FFmpeg on Mac OS X How-to - garret
http://stephenjungels.com/jungels.net/articles/ffmpeg-howto.html

======
Zev
I had some problems when compiling faac/faad on my machine (Macbook Pro,
Leopard, Xcode 3.1). Could just be my luck, but here's what was wrong / the
fixes incase it happened to someone else.

On faac, I had errors like

    
    
      ../libtool: line 792: X--tag=CC: command not found 
      ../libtool: line 792: X--mode=compile: command not found"  
    

After googling around, turns out it was a problem with ltmain.sh - which
./bootstrap creates. It checks to see if the OS is Darwin, and then runs
glibtoolize instead of libtoolize (Apple includes glibtoolize it seems, its in
my /usr/bin). However glibtoolize isn't generating the correct file for some
reason. Not sure why this is. I've got autoconf/automake/libtool installed
from a past project so I used those instead of figuring out exactly what was
wrong.

To get FAAC to compile, I ran "aclocal -I .; autoheader; libtoolize
--automake; automake --add-missing; autoconf" manually instead. This one
worked properly and was able to install.

FAAD was had more wrong then just glibtoolize generating a wrong file. It
would generate a configure file, however it wasn't complete. The README here
didn't help install for OS X, and the only INSTALL file i could find was for
the xmms plugin. So I read the *nix README. Which said to run autoreconf -vif
first. That brought up:

    
    
      /usr/local/share/automake-1.10/am/depend2.am: am__fastdepCXX does not appear in AM_CONDITIONAL
      /usr/local/share/automake-1.10/am/depend2.am:   The usual way to define `am__fastdepCXX' is to add `AC_PROG_CXX'
      /usr/local/share/automake-1.10/am/depend2.am:   to `configure.in' and run `aclocal' and `autoconf' again.
    

To fix this, open up configure.in and find the only mention of AC_PROG_CXX.
Change that line from "dnl AC_PROG_CXX" to just "AC_PROG_CXX" Then rerun
"aclocal -I .; autoheader; libtoolize --automake; automake --add-missing;
autoconf" instead of relying on ./boostrap. Then it compiled correctly for me.

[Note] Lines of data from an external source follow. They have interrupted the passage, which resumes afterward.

PR #186, opened 2022-02-18
chore(webpack): fix multiple emits

hiaux0:
## What was done
- no sourcemaps in dev mode (?)

## Testing
npm run start-dev
make a change in .html file

#### Before
grafik

#### After
should hot reload

### DIFF
--- a/webpack.config.js
+++ b/webpack.config.js
@@ -92,7 +92,7 @@ module.exports = ({ production, extractCss, analyze, tests, hmr, port, host, } =
     path: outDir,
     publicPath: baseUrl,
     filename: production ? '[name].[chunkhash].bundle.js' : '[name].[fullhash].bundle.js',
-    sourceMapFilename: production ? '[name].[chunkhash].bundle.map' : '[name].[fullhash].bundle.map',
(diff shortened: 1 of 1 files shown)


webpack.config.js
```diff
@@ -92,7 +92,7 @@ module.exports = ({ production, extractCss, analyze, tests, hmr, port, host, } =
     path: outDir,
     publicPath: baseUrl,
     filename: production ? '[name].[chunkhash].bundle.js' : '[name].[fullhash].bundle.js',
-    sourceMapFilename: production ? '[name].[chunkhash].bundle.map' : '[name].[fullhash].bundle.map',
+    sourceMapFilename: production ? '[name].[chunkhash].bundle.map' : undefined,
```
hiaux0, line 95: I compared with the aurelia-cli `webpack.config.js` file, and this was the difference (the cli one did not specify `sourceMapFilename` at all.

@dkent600 Do you have more insights (than me) about usage of `sourceMapFilename` in dev mode?

I tried to `throw new Error()` to see if we still get the filename in the trace.
Seems like we still do:
grafik

dkent600: no, sorry

dkent600 (approved):

PR #208, opened 2022-02-23
Update deal registration data to be initialized with undefined partnerDAO, clone existing deal registration data

paweljanicki:
## What was done
- DealRegistrationTokenSwap initialised with undefined PartnerDAO
- partnerDAO object with undefined values added to registration data for makeAnOffer and partneredDeal wizard types
- Clone deal registration data before modifying it


src/wizards/tokenSwapDealWizard/wizardManager.ts
```diff
@@ -161,7 +165,7 @@ export class WizardManager {
     }
 
     await deal.ensureInitialized();
-    return deal.registrationData;
+    return JSON.parse(JSON.stringify(deal.registrationData));
```
dkent600, line 168: I suspect that  `Object.assign({}, deal.registrationData)` would be more efficient.

src/wizards/tokenSwapDealWizard/wizardManager.ts
```diff
@@ -88,6 +88,10 @@ export class WizardManager {
     // if we are accessing an already existing deal, get its registration data
     this.registrationData = params.id ? await this.getDeal(params.id) : new DealRegistrationTokenSwap();
 
+    if (wizardType === WizardType.makeAnOffer || wizardType === WizardType.partneredDeal) {
```
dkent600, line 91: I don't understand why `wizardType === WizardType.partneredDeal`?  Can be documented?

In any case, needs to be on the clone, not the original.

dkent600 (changes requested):

src/wizards/tokenSwapDealWizard/wizardManager.ts
paweljanicki: It's because when creating new DealRegistrationTokenSwap() it has partnerDAO set to undefined. We need to change it to an actual `IDAO` object, otherwise partnerDao stage is broken

src/wizards/tokenSwapDealWizard/wizardManager.ts
paweljanicki: I've testing it and Object.assign doesn't deep clone. I've checked on MDN https://developer.mozilla.org/en-US/docs/Web/JavaScript/Reference/Global_Objects/Object/assign#warning_for_deep_clone

dkent600 (changes requested):
Changes as discussed

PR #213, opened 2022-02-24
validate on previous and stepper change

dkent600:
## What was done

Validate the current wizard stage when the user navigates via the stepper or the previous button, but don't block navigation if the stage is invalid.

#### After


paweljanicki (approved):
Looks good

PR #241, opened 2022-03-03
fixed pselect behavior when used with and empty string instead of undefined

IonelLupu:
## What was done
fixed the issue where the pselect was marked with an error when used with an empty string value inside a pform-input


dkent600 (approved):

BartuCulha:
This feels like a wrong ticket to place this issue but issue seemed familiar. Let me know if you want me to create a separate ticket for this. @IonelLupu 


Steps to reproduce:
-Navigate to: https://prime-deals-staging.vercel.app/initiate/token-swap/partnered-deal/primary-dao
-Type anything to the representative address input field
-Delete what you have typed

Result:
The error message will stay there even if the string length value is equal to 0
Screenshot 2022-03-04 at 10-54-27 Create a Partnered Deal Prime Deals

Expected: 
Reset the error.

If anyone wants, I could just toss together a quick .pkg that would install
faac 1.26 and faad 2.61. lame (3.98) and ffmpeg's (latest svn, 14469) installs
were straightforward enough and didn't have issues so those shouldn't need a
pkg. Though ffmpeg was missing a ton of libraries. Suppose thats what I get
(along with fixing problems like the one above) for not using fink or
macports.

------
kylec
If people are looking for a simple way to convert audio and video on Mac OS X,
I suggest looking into AudialHub and VisualHub by Techspansion
(<http://www.techspansion.com/>)

Though it's not free, I've been very impressed with the quality of the video
conversions I've done and the simplicity of the user interface.

(note: this is not my software, I'm just a fan)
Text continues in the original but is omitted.